Salt: Your Enemy and Your Friend


In today’s diet, salt is a standard ingredient in preparing food whether at home, restaurants, or ready-made meals. The impact salt has on our health is unavoidable whether the impact is beneficial or detrimental. Yet the debate regarding salt as enemy or friend rages on. On the one hand, some scientists and food writers advocate for salt as friend while health bodies argue that too much salt is detrimental to the body’s health and wellbeing.

What is salt?

A natural mineral comprised of sodium and chloride, salt is used in food as a preservative and type of seasoning. Salt comes in a variety of color since it can be transparent, black, orange, blue, or green. Its taste includes that of sweet, savory, bitter, salty, or sour. In addition, salt crystals have a high melting point which helps it dissolve quickly and evenly in food during the cooking process.

The impact of salt to your body

The body requires sodium to assist with regulating blood volume and pressure through sufficient body fluid levels. If the body has too little sodium, it will decrease its sodium excretion; if there is too much sodium in the body, it will produce an antidiuretic hormone which will allow the body to retain water. This results in the kidneys using urine as a means to reduce excess sodium and water levels until they reach their normal range.

The body’s kidneys are the main sodium regulators within the body. Should the kidneys struggle to release the right amount of sodium, increased blood pressure will cause the heart to work harder putting it under strain. This increases the risk of congestive heart failure, cirrhosis, and chronic kidney disease.

Should the body begin to encounter a sodium deficiency, one may begin to experience headaches, muscle cramps, fatigue, or nausea. The impact of significantly reduced sodium levels can result in cardiovascular death or even congestive heart failure, according to the researchers Dr Martin O’Donnell, associate clinical professor of medicine, and Dr Salim Yusuf, professor of medicine and one of PHRI’s executive directors.

The recommended amount of salt intake

According to the Dietary Guidelines for Americans, a limit of 2,300mg of daily sodium is permitted in one’s diet. The American Heart Association recommends a maximum of 1,500mg of salt per day. This is a stark contrast to the average 3,400mg of salt consumed daily by Americans. The two main culprits for such a high intake of salt include adding salt to food and the hidden salt already found in foods such as bread, cereals, ready made meals, and so on.

According to the American Heart Association approximate amounts of added table salt can be measured as follows:

MeasurementMg of Salt
¼ teaspoon of salt575mg of salt
½ teaspoon of salt1,150mg of salt
¾ teaspoon of salt1,725mg of salt
1 teaspoon salt2,300mg of salt

 How to reduce salt intake

Reducing salt intake will ensure that salt remains the friend of many households and not their foe. To reduce salt, people should focus on eating more fresh foods including fruits and vegetables and meats low in sodium. Thus reducing consumption of bacon, sausages, and delicatessen meats.

Other ways to reduce salt, include purchasing plain whole-grain pasta and rice, removing or reducing salt when cooking (stews, soups or casseroles), reduce the use of condiments such as soy sauce, mustard, sauces, and other dressings. Cook with herbs, spices and other natural flavourants (zest or juices) to enhance your meals.

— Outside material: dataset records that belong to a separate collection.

PR #815, opened 2024-08-13
Add evmscan fallback for eth_getTransactionReceipt in getL1RollupFee

peachbits:
### CHANGELOG

- [x] Yes
- [ ] No

### Dependencies

 none

### Description

 none

---
  - https://app.asana.com/0/0/1207882588906997

### DIFF
--- a/src/ethereum/networkAdapters/EvmScanAdapter.ts
+++ b/src/ethereum/networkAdapters/EvmScanAdapter.ts
@@ -1,4 +1,5 @@
 import { add, max, mul, sub } from 'biggystring'
+import { asMaybe } from 'cleaners'
 import {
   EdgeConfirmationState,
   EdgeCurrencyInfo,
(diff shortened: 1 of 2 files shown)


src/ethereum/networkAdapters/EvmScanAdapter.ts
```diff
@@ -367,11 +368,18 @@ export class EvmScanAdapter extends NetworkAdapter<EvmScanAdapterConfig> {
...
       )
-      const json = asGetTransactionReceipt(response.result.result)
+      let json = asMaybe(asGetTransactionReceipt)(rpcResponse.result.result)
+      if (json == null) {
+        const path = `?module=proxy&action=eth_getTransactionReceipt&txhash=${txid}`
+        const evmScanResponse = await this.serialServers(
+          async server => await this.fetchGetEtherscan(server, path)
+        )
+        json = asGetTransactionReceipt(evmScanResponse.result)
+      }
```
samholmes, line 382: Why not exclusively use this method to get the receipt since this is a EvmScanAdapter. I suppose it's nice to have a fallback, but perhaps the fallback should be `multicastRpc` instead of the evmscan connection. By removing `multicastRpc` from EvmScanAdapter, we've decoupled the evmscan adapter from the rpc adapter entirely. Is there any reason why we should keep multicastRpc around other then some redundancy?

samholmes (approved):
Approved, but with consideration to change.

src/ethereum/networkAdapters/EvmScanAdapter.ts
peachbits: Besides redundancy the other consideration is potentially cost since rpcs are generally cheaper to use but the potential benefit/detriment would vary chain by chain. This method isn't public on the adaptor so I don't think it matters what node list is actually used under the hood.

PR #821, opened 2024-08-27
Cardano Staking Infra

samholmes:
In addition to the changes needed for Cardano staking, there is a private key optimization included in this PR to improve signing performance.

### CHANGELOG

- [x] Yes
- [ ] No

### Dependencies

 none

### Description

 none

---
  - https://app.asana.com/0/0/1207289569255345

### DIFF
--- a/src/cardano/CardanoEngine.ts
+++ b/src/cardano/CardanoEngine.ts
@@ -76,27 +76,19 @@ export class CardanoEngine extends CurrencyEngine<
     this.otherData = asCardanoWalletOtherData(_raw)
   }
 
-  async fetchGet(method: string): Promise<unknown> {
-    const res = await this.fetchCors(
-      `${this.networkInfo.koiosServer}/api/v1/${method}`
-    )
-    if (!res.ok) {
-      const message = await res.text()
-      throw new Error(`Koios error: ${message}`)
-    }
-    const json = await res.json()
-    return json
-  }
-
-  async fetchPost(method: string, body: JsonObject): Promise<unknown> {
-    const opts = {
-      method: 'POST',
-      headers: { 'content-type': 'application/json' },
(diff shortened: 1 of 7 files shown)


src/cardano/CardanoEngine.ts
```diff
@@ -566,6 +567,77 @@ export class CardanoEngine extends CurrencyEngine<
...
+
+  decodeStakingTx = async (encodedTx: string): Promise<EdgeTransaction> => {
+    const { bech32Address } = asSafeCardanoWalletInfo(this.walletInfo).keys
+
+    const tx = Cardano.Transaction.from_hex(encodedTx)
+    const txHash = Cardano.hash_transaction(tx.body())
+
+    const txJson = tx.to_js_value()
+
+    // Validate the transaction is a staking transaction:
```
peachbits, line 604: Personal preference: I would put the actual comparison of the addresses in outputs and our bech32address in this function instead of buried in a cleaner

src/cardano/CardanoEngine.ts
```diff
@@ -521,6 +519,7 @@ export class CardanoEngine extends CurrencyEngine<
     vkeyWitnesses.add(vkeyWitness)
 
     if (isStakeTx) {
+      const stakeKey = accountKey.derive(2).derive(0)
```
peachbits, line 522: This belongs in "Add isStakeTx otherParams field for signing with stake key" commit

peachbits (approved):
Approved with minor optional considerations.

src/cardano/CardanoEngine.ts
samholmes: Interesting preference. My thought is that asStakingTx.ts is concerned with validation, so why move that concern up to the caller?

PR #824, opened 2024-08-28
Rename MATIC to POL on Polygon native chains

swansontec:
The token needs to be swapped on Ethereum, so also add the new POL contract address. On the native chain, it's just a name change.

### CHANGELOG

- [x] Yes
- [ ] No

### Dependencies

 none

### Description

 none


src/ethereum/info/polygonInfo.ts
```diff
@@ -216,7 +216,7 @@ const networkInfo: EthereumNetworkInfo = {
 
 const currencyInfo: EdgeCurrencyInfo = {
   canReplaceByFee: true,
-  currencyCode: 'MATIC',
+  currencyCode: 'POL',
```
peachbits, line 219: We should force a resync so the user doesn't have to. Search for "zksyncForceResyncUSDC" as an example

peachbits (changes requested):

src/ethereum/info/polygonInfo.ts
swansontec: Do we really need this? The `lastTransactionQueryHeight.POL` will simply be 0, because we have never seen POL before, and the user will automatically get the correct transactions. This would only be an issue if the user adds a custom token on Polygon called "MATIC", in which case they might see the wrong history.

peachbits: Yup you're right not necessary, my mistake

peachbits (approved):

PR #825, opened 2024-08-30
(ZcashPiratechain) Add error listeners

peachbits:
### CHANGELOG

- [x] Yes
- [ ] No

### Dependencies

https://github.com/EdgeApp/react-native-piratechain/pull/14
https://github.com/EdgeApp/react-native-zcash/pull/56

### Description

 none

---
  - https://app.asana.com/0/0/1208178889823047

### DIFF
--- a/src/piratechain/piratechainTypes.ts
+++ b/src/piratechain/piratechainTypes.ts
@@ -8,6 +8,7 @@ import {
   asValue,
   Cleaner
 } from 'cleaners'
+import type { ErrorEvent as PiratechainErrorEvent } from 'react-native-piratechain'
 import type { Subscriber } from 'yaob'
 
 import { asWalletInfo } from '../common/types'
@@ -112,6 +113,7 @@ export interface PiratechainSynchronizer {
   on: Subscriber<{
     statusChanged: PiratechainStatusEvent
     update: PiratechainUpdateEvent
+    error: PiratechainErrorEvent
   }>
   start: () => Promise<void>
   stop: () => Promise<void>
--- a/src/piratechain/piratechainTypes.ts
+++ b/src/piratechain/piratechainTypes.ts
@@ -8,7 +8,18 @@ import {
   asValue,
   Cleaner
 } from 'cleaners'
-import type { ErrorEvent as PiratechainErrorEvent } from 'react-native-piratechain'
+import type {
+  Addresses,
+  BlockRange,
+  ConfirmedTransaction,
+  ErrorEvent as PiratechainErrorEvent,
+  InitializerConfig,
+  SpendInfo,
+  SpendSuccess,
+  StatusEvent,
+  UpdateEvent,
+  WalletBalance
+} from 'react-native-piratechain'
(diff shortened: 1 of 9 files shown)


src/zcash/zcashTypes.ts
```diff
@@ -13,6 +13,7 @@ import {
 import type {
   Addresses,
   BalanceEvent,
+  ErrorEvent as ZcashErrorEvent,
```
samholmes, line 16: I'm getting `Module '"react-native-zcash"' has no exported member 'ErrorEvent'`

src/zcash/ZcashEngine.ts
```diff
@@ -168,6 +168,13 @@ export class ZcashEngine extends CurrencyEngine<
       })
       this.onUpdateTransactions()
     })
+    this.synchronizer.on('error', async payload => {
```
samholmes, line 171: I want to make sure the payload is not really an `unknown` type, but the library doesn't appear to have the type information that this change assume (when I checkout at least).

src/piratechain/piratechainTypes.ts
```diff
@@ -8,7 +8,18 @@ import {
...
+  BlockRange,
+  ConfirmedTransaction,
+  ErrorEvent as PiratechainErrorEvent,
+  InitializerConfig,
+  SpendInfo,
+  SpendSuccess,
+  StatusEvent,
+  UpdateEvent,
+  WalletBalance
+} from 'react-native-piratechain'
```
samholmes, line 22: I'm not able to reproduce these exports from `react-native-piratechain`. Is there a package.json change somewhere that's missing from this branch?

src/piratechain/piratechainTypes.ts
```diff
@@ -25,83 +36,18 @@ export interface PiratechainNetworkInfo {
...
-  lastScannedHeight: number
-  scanProgress: number // 0 - 100
-  networkBlockHeight: number
-}
-
-// Block range is inclusive
-export const asPiratechainBlockRange = asObject({
-  first: asNumber,
-  last: asNumber
-})
```
samholmes, line 94: You can keep this and pass the generic type argument to `asObject<BlockRange>` to ensure the cleaner matches the type.

samholmes (changes requested):

src/zcash/zcashTypes.ts
peachbits: That makes sense because this PR is dependent on new versions of rnzcash and rnpirate that don't exist yet

src/piratechain/piratechainTypes.ts
peachbits: Yes, to versions of rnzcash and rnpirate that don't exist yet

src/zcash/ZcashEngine.ts
peachbits: You can checkout and updot the dependent PRs for types or test again once those are published and updated in the package.json in this PR

samholmes (approved):

PR #828, opened 2024-09-03
Handle FIO 404 errors for getFioAddresses

samholmes:
### CHANGELOG

- [x] Yes
- [ ] No

### Dependencies

 none

### Description

 none

---
  - https://app.asana.com/0/0/1208215298507086

### DIFF
--- a/src/fio/FioEngine.ts
+++ b/src/fio/FioEngine.ts
@@ -199,11 +199,16 @@ export class FioEngine extends CurrencyEngine<FioTools, SafeFioWalletInfo> {
         return await this.multicastServers(actionName, params)
       },
       fetchFioAddresses: async (): Promise<FioAddress[]> => {
-        await this.refreshFioAddresses()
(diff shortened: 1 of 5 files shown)


src/fio/FioEngine.ts
Jon-edge, line 1: I'm not so sure about hiding all errors here. We're assuming the caller would never be interested in knowing why something went wrong. There's no way to differentiate between no addresses/domains vs an error. I could imagine a future manual refresh UI wanting to know if these calls failed for some reason

Jon-edge (changes requested):

src/fio/FioEngine.ts
samholmes: Hmm.. No that I think about; I'm not sure about calling `refreshFioAddresses` on ever call to `getFioAddresses`. Why are we doing what was a background task on ever call to `getFioAddresses`? What was the motivation for your change again?

PR #4, opened 2017-09-01
Add Userchip component

ahennr:
This PR adds an user chip component to `react-geo`, its tests and an example.


example-templates/basic.html
```diff
@@ -10,20 +10,18 @@
   <script src="//cdnjs.cloudflare.com/ajax/libs/highlight.js/9.12.0/highlight.min.js"></script>
   <script>/*global hljs*/ hljs.initHighlightingOnLoad();</script>
   <style>
-    #map {
-      height: 256px;
-      margin: 1em;
+    .userchip {
```
dnlkoch: Please rename to more generic class name or move to example code itself.

ahennr: remove style definition in template.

Be aware of hidden salts when purchasing food at the supermarket. Read the Nutrition Facts label at the back of canned goods. Be mindful of the following names:

  • Sodium alginate
  • Sodium citrate
  • Sodium nitrite
  • Monosodium glutamate (MSG)
  • Baking soda and baking powder

Products with 200mg of sodium or more should be avoided; instead, aim for a serving of 140mg of sodium or less.

Final words

According to the McMaster University study, moderate consumption of salt was found to be the happy medium between too little salt and too much salt. The study confirmed that there is an association between high-salt intake and cardiovascular disease. Further studies are required to confirm the impact average salt intake reductions will have on the body. In the meantime, those who have a sensitivity to sodium or have diabetes or cardiovascular diseases, being more sensitive to salt intake will improve their health.

Since most people today consume more than the recommended amount of salt in their diets, we can conclude that reducing salt intake will assist in keeping salt as a friend and not a foe. Moderation is the key.